- [Exercise aim] Give the number of lines below with "added" in them, leaving out anything else.

- [Information shown]
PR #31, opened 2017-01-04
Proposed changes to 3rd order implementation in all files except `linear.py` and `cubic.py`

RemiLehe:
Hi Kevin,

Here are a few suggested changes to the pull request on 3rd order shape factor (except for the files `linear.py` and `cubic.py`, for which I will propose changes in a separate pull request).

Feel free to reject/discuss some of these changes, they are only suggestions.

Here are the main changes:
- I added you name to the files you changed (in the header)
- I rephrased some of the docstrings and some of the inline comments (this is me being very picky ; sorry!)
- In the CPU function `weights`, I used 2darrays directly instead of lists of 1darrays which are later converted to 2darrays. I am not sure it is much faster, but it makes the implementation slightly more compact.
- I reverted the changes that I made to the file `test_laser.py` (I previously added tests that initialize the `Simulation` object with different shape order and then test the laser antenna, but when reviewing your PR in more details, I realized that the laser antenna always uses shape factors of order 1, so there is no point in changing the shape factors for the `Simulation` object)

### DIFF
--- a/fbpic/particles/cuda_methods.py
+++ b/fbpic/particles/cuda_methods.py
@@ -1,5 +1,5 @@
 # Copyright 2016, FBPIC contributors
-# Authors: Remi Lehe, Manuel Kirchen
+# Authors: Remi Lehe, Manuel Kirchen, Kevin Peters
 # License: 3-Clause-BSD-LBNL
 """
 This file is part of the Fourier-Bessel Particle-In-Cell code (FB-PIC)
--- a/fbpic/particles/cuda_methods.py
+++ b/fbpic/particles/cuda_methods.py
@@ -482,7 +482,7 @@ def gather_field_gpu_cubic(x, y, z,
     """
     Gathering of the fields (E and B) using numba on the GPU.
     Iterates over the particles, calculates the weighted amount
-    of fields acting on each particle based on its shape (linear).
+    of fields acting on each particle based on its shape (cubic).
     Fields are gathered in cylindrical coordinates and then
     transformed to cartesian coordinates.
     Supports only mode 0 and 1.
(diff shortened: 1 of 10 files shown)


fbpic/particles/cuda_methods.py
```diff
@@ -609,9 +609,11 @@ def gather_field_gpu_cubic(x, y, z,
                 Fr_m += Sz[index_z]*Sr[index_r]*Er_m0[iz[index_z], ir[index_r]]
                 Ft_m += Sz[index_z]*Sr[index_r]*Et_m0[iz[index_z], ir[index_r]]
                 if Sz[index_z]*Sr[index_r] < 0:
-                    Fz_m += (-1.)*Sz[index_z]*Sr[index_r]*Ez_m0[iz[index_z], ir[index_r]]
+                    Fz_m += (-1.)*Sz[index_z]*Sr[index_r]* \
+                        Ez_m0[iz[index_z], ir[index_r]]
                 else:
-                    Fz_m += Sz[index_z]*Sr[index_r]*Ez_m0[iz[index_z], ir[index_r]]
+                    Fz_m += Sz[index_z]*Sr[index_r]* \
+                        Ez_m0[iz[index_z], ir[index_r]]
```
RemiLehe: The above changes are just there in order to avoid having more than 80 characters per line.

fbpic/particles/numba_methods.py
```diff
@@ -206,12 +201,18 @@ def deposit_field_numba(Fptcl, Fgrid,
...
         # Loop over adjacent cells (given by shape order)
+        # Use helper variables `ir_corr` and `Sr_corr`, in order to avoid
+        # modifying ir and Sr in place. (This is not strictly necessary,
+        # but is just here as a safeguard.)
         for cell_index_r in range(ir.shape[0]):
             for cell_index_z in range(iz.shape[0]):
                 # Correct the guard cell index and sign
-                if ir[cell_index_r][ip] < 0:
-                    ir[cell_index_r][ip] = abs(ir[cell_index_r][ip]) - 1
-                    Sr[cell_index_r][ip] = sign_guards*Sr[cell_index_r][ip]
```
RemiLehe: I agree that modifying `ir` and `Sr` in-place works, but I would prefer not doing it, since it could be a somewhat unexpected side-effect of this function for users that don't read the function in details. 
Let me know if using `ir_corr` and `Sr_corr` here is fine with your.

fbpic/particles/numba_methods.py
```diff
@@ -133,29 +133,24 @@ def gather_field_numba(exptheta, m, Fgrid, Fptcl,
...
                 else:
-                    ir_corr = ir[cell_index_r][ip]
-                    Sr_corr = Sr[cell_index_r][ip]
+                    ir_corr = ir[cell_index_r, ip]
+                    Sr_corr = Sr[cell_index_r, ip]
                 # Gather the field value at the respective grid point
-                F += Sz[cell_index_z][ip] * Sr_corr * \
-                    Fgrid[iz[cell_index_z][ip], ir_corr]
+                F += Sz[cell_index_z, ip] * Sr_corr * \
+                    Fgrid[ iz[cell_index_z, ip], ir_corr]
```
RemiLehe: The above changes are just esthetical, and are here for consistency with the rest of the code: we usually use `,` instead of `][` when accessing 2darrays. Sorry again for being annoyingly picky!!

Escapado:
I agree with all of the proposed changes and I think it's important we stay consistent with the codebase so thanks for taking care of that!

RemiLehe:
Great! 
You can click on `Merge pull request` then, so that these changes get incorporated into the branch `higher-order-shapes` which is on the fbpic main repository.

- [Response for this exercise] 2